PR #13, opened 2018-10-30
Initialize a database with the first migration

Glutexo:
Added Alembic default files generated by `manage.py db init`. Created [the first migration](
https://github.com/RedHatInsights/insights-host-inventory/compare/master...Glutexo:db_schema?expand=1#diff-38a1839a77a8d0a25574d61d97372f3)f that creates the first attempt on a ["hosts" table](https://github.com/RedHatInsights/insights-host-inventory/compare/master...Glutexo:db_schema?expand=1#diff-38a1839a77a8d0a25574d61d97372f3fR21).

### DIFF
--- a/migrations/README
+++ b/migrations/README
@@ -1,0 +1,1 @@
+Generic single-database configuration.
--- a/migrations/alembic.ini
+++ b/migrations/alembic.ini
@@ -1,0 +1,45 @@
+# A generic, single database configuration.
+
+[alembic]
+# template used to generate migration files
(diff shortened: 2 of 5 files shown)


quarckster:
@Glutexo Do I understand right, that `manage.py db migrate` doesn't work currently due to missing code on this PR?

Glutexo:
@quarckster Yes. There were no migrations in the repository, so there were no way to create the database schema.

* ABOUT THIS EXERCISE
In the answer, each line of the data must appear exactly as written.

* PROBLEM SOLUTION
PR #13, opened 2018-10-30
Initialize a database with the first migration

Glutexo:
Added Alembic default files generated by `manage.py db init`. Created [the first migration](
https://github.com/RedHatInsights/insights-host-inventory/compare/master...Glutexo:db_schema?expand=1#diff-38a1839a77a8d0a25574d61d97372f3)f that creates the first attempt on a ["hosts" table](https://github.com/RedHatInsights/insights-host-inventory/compare/master...Glutexo:db_schema?expand=1#diff-38a1839a77a8d0a25574d61d97372f3fR21).

### DIFF
--- a/migrations/README
+++ b/migrations/README
@@ -1,0 +1,1 @@
+Generic single-database configuration.
--- a/migrations/alembic.ini
+++ b/migrations/alembic.ini
@@ -1,0 +1,45 @@
+# A generic, single database configuration.
+
+[alembic]
+# template used to generate migration files
(diff shortened: 2 of 5 files shown)


quarckster:
@Glutexo Do I understand right, that `manage.py db migrate` doesn't work currently due to missing code on this PR?

Glutexo:
@quarckster Yes. There were no migrations in the repository, so there were no way to create the database schema.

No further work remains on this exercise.